Mexico is undoubtedly the most erratic and aberrant case in the entire region. On the Russian invasion of Ukraine, the Mexican Ambassador to the UN says one thing, and the President says the opposite. While the President calls on the United States to expand its trade agreements internally, he hinders the economic relationship. He declares the United States as an intrusive power, while China is, for him, the world’s future. He makes alliances with Latin American dictatorships and boycotts meetings with Biden until he receives his “special” invitation to the White House. He does not travel to meet other leaders and waits in his palace, assuming they will visit him. Only those who need money come, like the Cuban, who has reached four times.
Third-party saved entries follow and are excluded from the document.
PR #322, opened 2019-05-09
parser: add role to unreserved keyword

imtbkcat:
allowed `ROLE` as role name in TiDB

In MySQL test, there is a test case.
`create role role`
`ROLE` has become unreserved keyword since MySQL 8.0.1

### Check List 

Tests 

 - Unit test

Code changes

Side effects

 - Increased code complexity


parser.y
```diff
@@ -400,8 +400,8 @@ import (
 	respect		"RESPECT"
 	replication	"REPLICATION"
 	reverse		"REVERSE"
-	role		"ROLE"
 	rollback	"ROLLBACK"
+	role		"ROLE"
```
kennytm: Moving this line shouldn't be needed

parser.y
```diff
@@ -6120,6 +6120,10 @@ RoleNameString:
 	{
 		$$ = $1
 	}
+|	"ROLE"
```
kennytm: It is very odd we special-case `ROLE` here, given that other unreserved keywords could also be used, e.g.

```sql
CREATE ROLE ROLLBACK;
CREATE ROLE ADMIN;
CREATE ROLE COPY;
```

I suggest we just change the `identifier` on Line 6119 to `Identifier`.

(Please also add test cases for these 3 statements.)

tiancaiamao:
Ping @imtbkcat

parser.y

imtbkcat: @kennytm using `Identifier` will cause conflict....

kennytm: If it is a shift/reduce conflict it could be resolved by specifying a precedence.

imtbkcat: it is a reduce/reduce conflict, because `NONE` is an unreserved keyword.

kennytm: 🤔 

So we need to exclude the unreserved keywords `EXECUTE`, `SUPER`, `PROCESS`, `RELOAD`, `EVENT` (for reduce/reduce on `GrantStmt`/`GrantRoleStmt`) and `NONE` (for reduce/reduce on `SetDefaultRoleOpt`). 

This would mean we should separate these six tokens from `UnReservedKeyword` into another list...

PR #328, opened 2019-05-15
charset: add ColumnDef.ResolveCharsetCollation()

bb7133:
This PR tries to resolve charset from the column's collation

A new function is added, but I'm not sure if this is the best way to solve it.

Tests 
 - Unit test

Code changes

Related changes


zz-jason:
@bb7133 any update?

PR #334, opened 2019-05-21
mysql: add write conflict error for latch and change the error code of ErrTxnTooLarge

jackysp:

Add write conflict error for latch and change the error code of ErrTxnTooLarge.

### DIFF
--- a/mysql/errcode.go
+++ b/mysql/errcode.go
@@ -923,6 +923,8 @@ const (
 	ErrMemExceedThreshold         = 8001
 	ErrForUpdateCantRetry         = 8002
 	ErrAdminCheckTable            = 8003
+	ErrTxnTooLarge                = 8004
+	ErrWriteConflictInTiDB        = 8005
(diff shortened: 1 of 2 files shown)


mysql/errcode.go
```diff
@@ -941,6 +943,4 @@ const (
 	ErrRegionUnavailable  = 9005
 	ErrGCTooEarly         = 9006
 	ErrWriteConflict      = 9007
-
-	ErrTxnTooLarge = 9500
```
coocood: Why change this?

jackysp: It is not a related change. But ErrTxnTooLarge is a TiDB error, it should not in the TiKV/PD section.

jackysp: It is better to keep the TiDB errors starts from 8000 and TiKV/PD's starts from 9000.

jackysp: I've updated the title and the description.

coocood:
LGTM

PR #335, opened 2019-05-22
support keyword `OPTIMISTIC` and `PESSIMISTIC`.

coocood:
support `BEGIN OPTIMISTIC` and `BEGIN PESSIMISTIC` syntax.

Add keywords

### Check List 

Tests 

 - Unit test


coocood:
@tiancaiamao @jackysp PTAL

ast/misc.go
```diff
@@ -365,12 +371,21 @@ func (n *ExecuteStmt) Accept(v Visitor) (Node, bool) {
...
+	switch n.Mode {
+	case Pessimistic:
+		ctx.WriteKeyWord("BEGIN ")
+		ctx.WriteKeyWord(Pessimistic)
+	case Optimistic:
+		ctx.WriteKeyWord("BEGIN ")
+		ctx.WriteKeyWord(Optimistic)
+	default:
+		ctx.WriteKeyWord("START TRANSACTION")
+	}
```
kennytm: Maybe combine the optimistic & pessimistic cases

```go 
if n.Mode == "" {
    ctx.WriteKeyWord("START TRANSACTION")
} else {
    ctx.WriteKeyWord("BEGIN ")
    ctx.WriteKeyWord(n.Mode)
}
```

But now we have 3 transaction options now: (default), pessimistic, optimistic. Why do we need to distinguish the default case from the optimistic mode?

coocood: When we specify pessimistic mode as the default mode in the config file, we should be able to run an optimistic transaction.

PR #548, opened 2019-09-04
fix CONSTRAINT syntax

### LINKED ISSUE #413: Fix CONSTRAINT syntax
Index Issue: pingcap/tidb#11486

These are bad (incompatible) SQL cases:

```sql
ALTER TABLE t ADD ( CHECK ( expr ) )
ALTER TABLE t ADD ( CONSTRAINT CHECK ( expr ) )
ALTER TABLE t ADD COLUMN ( CONSTRAINT CHECK ( expr ) )
ALTER TABLE t ADD COLUMN ( CONSTRAINT CHECK ( expr ) ENFORCED , CHECK ( expr ) )
ALTER TABLE t ADD COLUMN RESOURCE DATE CONSTRAINT CHECK ( expr ) FIRST
ALTER TABLE ident ADD ( CONSTRAINT FOREIGN KEY ident ( EXECUTE ( 123 ) ) REFERENCES t ( a ) MATCH SIMPLE ON DELETE CASCADE ON UPDATE SET NULL )
ALTER TABLE t ADD COLUMN ( CONSTRAINT ident CHECK ( 1>2 ) NOT ENFORCED )
ALTER TABLE t ADD a TINYBLOB CONSTRAINT ident CHECK ( 1>2 ) REFERENCES b ON DELETE CASCADE ON UPDATE CASCADE
```

Claim this subtask based on the comments below this issue.

ichn-hu:

Fix #413 

Tests proposed in #413 reflect 2 different aspects of the incompatibility between our parser and MySQL's.

1. MySQL supports constraints in altering columns, therefore in addtition to modify `parser.y` to support the syntax, I also added a new attribute `NewConstraints` in parallel with already exsited `NewColumns` to `AlterTableSpec`, and also added the corresponding restoration and visit code. The modification is based on observation of how `CreateTableStmt` is implemented, because the syntax is similar in MySQL's `sql_yacc.yy` and our `parser.y`, and it also uses two different array `Cols` and `Constraints` to reflect the 2 different kinds of column definition.
2. The later 2 test cases in #413 is a different incompatibility case, it can be resolved easily as done in [`sql_yacc.yy`](https://github.com/mysql/mysql-server/blob/77306a41670543e103f94fa0db77a71d2b9f88b2/sql/sql_yacc.yy#L6236)

### Check List 

Tests 

 - Unit test
 - Integration test

Code changes


parser.y
```diff
@@ -1284,12 +1284,24 @@ AlterTableSpec:
 			Position:	$5.(*ast.ColumnPosition),
 		}
 	}
-|	"ADD" ColumnKeywordOpt IfNotExists '(' ColumnDefList ')'
+|       "ADD" ColumnKeywordOpt IfNotExists '(' TableElementList ')'
```
tangenta: Please indent this line with tab.

ichn-hu: Indented, thanks for your review!

ichn-hu:
@tangenta Hi, I've tried hard to increase the coverage, but it still drops, will this block the merge of this PR?

BTW, I'll be very appreciated if you could let me know how to increase the coverage. I figued out that it is because I added code in the visit of `AlterTableSpec`, however it won't be covered by tests in `parser_test.go`, since no visitor will be dispatched for parsing.

leoppro:
> @tangenta Hi, I've tried hard to increase the coverage, but it still drops, will this block the merge of this PR?
> 
> BTW, I'll be very appreciated if you could let me know how to increase the coverage. I figued out that it is because I added code in the visit of `AlterTableSpec`, however it won't be covered by tests in `parser_test.go`, since no visitor will be dispatched for parsing.

This won't block the merge.

To test `Accept` function, you can reference https://github.com/pingcap/parser/blob/master/ast/ddl_test.go#L26

ichn-hu:
@tangenta @leoppro I've added two more test cases in https://github.com/pingcap/parser/blob/master/ast/ddl_test.go#L26, not sure if it will have effect on improving coverage.

But if it won't block the merge, please help review the code and merge it, I guess I won't continue to work on improving coverage.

In the face of bloc confrontation, neutrality may be an option for Latin American countries. But in a world where the dispute is for goods and services and not for ideologies, governments have to define themselves around the interest of each market. Brazil may have a close relationship with China because it buys its soybeans and other raw materials and is home to a sizeable Chinese population.
On the other hand, Mexico sells 80% or more of its products to the United States, while almost 30 million Mexicans, Mexican-Americans, or Americans of Mexican origin live in the neighboring country. These are qualitatively different situations. These conditions do not give rise to ideological fantasies of other times but to public policies anchored in reality.
Today, confrontations between nations and blocs of countries arise from the growing need for scarce raw materials and water, goods, and skilled and unskilled labor. Ideologies imprint a different character on each nation, where disputes between democratic societies and autocratic regimes are accentuated.
Neither Brazil nor Mexico can be neutral regarding their markets’ interests and their people’s welfare. Brazil looks to China, and Mexico looks to the United States. And those looks define which side they will be on when counting which bloc represents the majority interest of each nation.
I doubt that China’s autocratic regime represents the interest of most Brazilian people, but Lula says it does.
The liberal and democratic system of the bloc of countries that support Ukraine does represent more clearly the aspiration of the Mexican people and matches our economic interests. That is what our government could celebrate instead of wanting to walk against Mexico’s economic and political reality.